Es gibt Menschen, denen möchte alles, was sie sagen, zum Kalauer werden. Ihre Hauptanstrengung gilt nicht, wie die anderen wähnen, dem Witzemachen, sondern dem Witzeunterdrücker; denn die meisten Gelegenheiten sind die sogenannten "unpassenden". Jeder Witzbold hat dies schon zu seinem Schaden erfahren müssen.

In einem solcher Anlage verwandten Sinne ist Georg Kaiser ein Autor gewesen, dem alles und jedes nun Drama wurde. Er hat über fünfzig Bühnenstücke hinterlassen. Es ist durchaus denkbar, daß er über dreitausend in sich unterdrückt hat – unähnlich jenem alten Spanier Lope de Vega, der sie sogar geschrieben hat. Ein solches Talent, ob es sich nun auf Wortwitze, auf Reimkünste oder auf Dramatisches richtet, ist immer ein Verhängnis. Was zu leicht von der Hand geht, wird selten vollkommen. Nicht umsonst haben die Götter vor das Gelingen die Mühe gestellt.

Von Hugo von Hofmannsthal, dessen "Elektra" wir eben auch wiedergesehen haben, ist bekannt, daß er große Mühe hatte, dramatische Stoffe zu finden. Daher griff er so gern auf schon bewährte Themen zurück. Georg Kaiser dürfte nie in diese Verlegenheit geraten sein. Ob er die Zeitung überflog oder aus dem Straßenbahnfenster hinaussah, ein Buch las oder die Fingernägel reinigte – unvermeidlich kam Dramatisches dabei heraus.

Mit dem letzten Zeugnis dieses Nichtanderskönnens, das etwas von Segen, immer aber auch von Fluch an sich hat, machte das Bayrische Staatsschauspiel soeben bekannt. Im Programmheft wird "Der Soldat Tanaka Kaisers "Vermächtnis an uns genannt und dem Stück unter anderem die "makellose dramaturgische Struktur" sowie "unlyrische Sachlichkeit" nachgerühmt.
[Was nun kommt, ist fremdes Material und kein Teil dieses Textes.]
PR #102, opened 2020-02-04
Add initial tests to StoragePowerActor

zixuanzh:


actors/builtin/storage_power/storage_power_test.go
```diff
@@ -1 +1,128 @@
...
+	"github.com/ipfs/go-cid"
+	"github.com/stretchr/testify/require"
+	"testing"
+
+	addr "github.com/filecoin-project/go-address"
+	builtin "github.com/filecoin-project/specs-actors/actors/builtin"
+	storage_power "github.com/filecoin-project/specs-actors/actors/builtin/storage_power"
+	adt "github.com/filecoin-project/specs-actors/actors/util/adt"
+	mock "github.com/filecoin-project/specs-actors/support/mock"
+	assert "github.com/stretchr/testify/assert"
```
anorth: Please use goimports to sort and group arrays. GoLand has a facility to do this too (in settings)

actors/builtin/storage_power/storage_power_test.go
```diff
@@ -1 +1,128 @@
...
+			SectorSize: abi.SectorSize(int64(32)),
+			Peer: "miner1",
+		}
+
+		rt := builder.Build(t)
+		actor.constructAndVerify(rt)
+
+		// owner1 send CreateMiner to StoragePowerActor
+		rt.SetCaller(owner1, builtin.AccountActorCodeID)
+		rt.SetReceived(big.Zero())
```
anorth: Set a non-zero amount here and verify it gets accounted as pledge collateral  for the miner

actors/builtin/storage_power/storage_power_test.go
```diff
@@ -1 +1,128 @@
...
+		rt.ExpectValidateCallerType(builtin.AccountActorCodeID, builtin.MultisigActorCodeID)
+
+		createMinerRet := &storage_power.CreateMinerReturn{
+			IDAddress:  miner1, // miner actor id address
+			RobustAddress: miner1, // should be long miner actor address
+		}
+		rt.ExpectSend(owner1, builtin.MethodSend, createMinerParams, abi.NewTokenAmount(10), &mock.ReturnWrapper{createMinerRet},0)
```
anorth: Thanks, I can probably make this return wrapper more ergonomic later.

actors/builtin/storage_power/storage_power_test.go
```diff
@@ -1 +1,128 @@
...
+		rt.Call(actor.StoragePowerActor.CreateMiner, createMinerParams)
+		rt.Verify()
+
+		var st storage_power.StoragePowerActorState
+		rt.GetState(&st)
+		assert.Equal(t, int64(1), st.MinerCount)
+		assert.Equal(t, abi.NewStoragePower(0), st.TotalNetworkPower)
+		assert.Equal(t, int64(0), st.NumMinersMeetingMinPower)
+		escrowTable := adt.AsMap(rt.Store(), st.ClaimedPower)
+		keys, err := escrowTable.CollectKeys()
```
anorth: assert length of keys == 1. Then don't loop below, just directly do a `Get` for the miner1 address.

actors/builtin/storage_power/storage_power_test.go
```diff
@@ -1 +1,128 @@
...
+		actor.constructAndVerify(rt)
+
+		// owner1 send CreateMiner to StoragePowerActor
+		rt.SetCaller(owner1, builtin.AccountActorCodeID)
+		rt.SetReceived(big.Zero())
+		rt.ExpectValidateCallerType(builtin.AccountActorCodeID, builtin.MultisigActorCodeID)
+
+		createMinerRet := &storage_power.CreateMinerReturn{
+			IDAddress:  miner1, // miner actor id address
+			RobustAddress: miner1, // should be long miner actor address
```
anorth: Use addr.Undef for this second one - it should not be used by the power actor at all

actors/builtin/storage_power/storage_power_test.go
```diff
@@ -1 +1,128 @@
...
+
+//
+// Misc. Utility Functions
+//
+
+type key string
+
+func asKey(in string) adt.Keyer {
+	return key(in)
+}
```
anorth: You shouldn't need this key wrapper, the tables are keyed by address.

actors/builtin/storage_power/storage_power_test.go
zixuanzh: thanks 🙏

actors/builtin/storage_power/storage_power_test.go
zixuanzh: setting that to Undef will throw a cbor error

actors/builtin/storage_power/storage_power_test.go
zixuanzh: looks like we still need it tho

Es ist das Recht, vielleicht sogar der Lebenszweck der Programmhefte, kühler Kritik durch desto wärmeres Verständnis zuvorzukommen. Indessen wird man es, hoffe ich, nicht unbescheiden finden, wenn ich sage, warum mir solche Weiheworte wie "Vermächtnis" hier zu hoch gegriffen erscheinen. "Sachlichkeit" gut, das läßt sich einräumen und mit den Hinweis auf die "dramaturgische Struktur" verbinden. In der Tat ähneln Kaisers Schauspiele den kühl-strukturierten – Bildwerken der "Neuen Sachlichkeit" am meisten. Ihre "Unlyrik" hervorheben heißt jedoch: einen Pfirsich dafür bewundern, daß er so gar nichts von Kokosnuß an sich habe. Vollends dem Wort "makellose" dramaturgische Struktur müßte ich die Gefolgschaft weigern. Ich will versuchen, klarzumachen, warum.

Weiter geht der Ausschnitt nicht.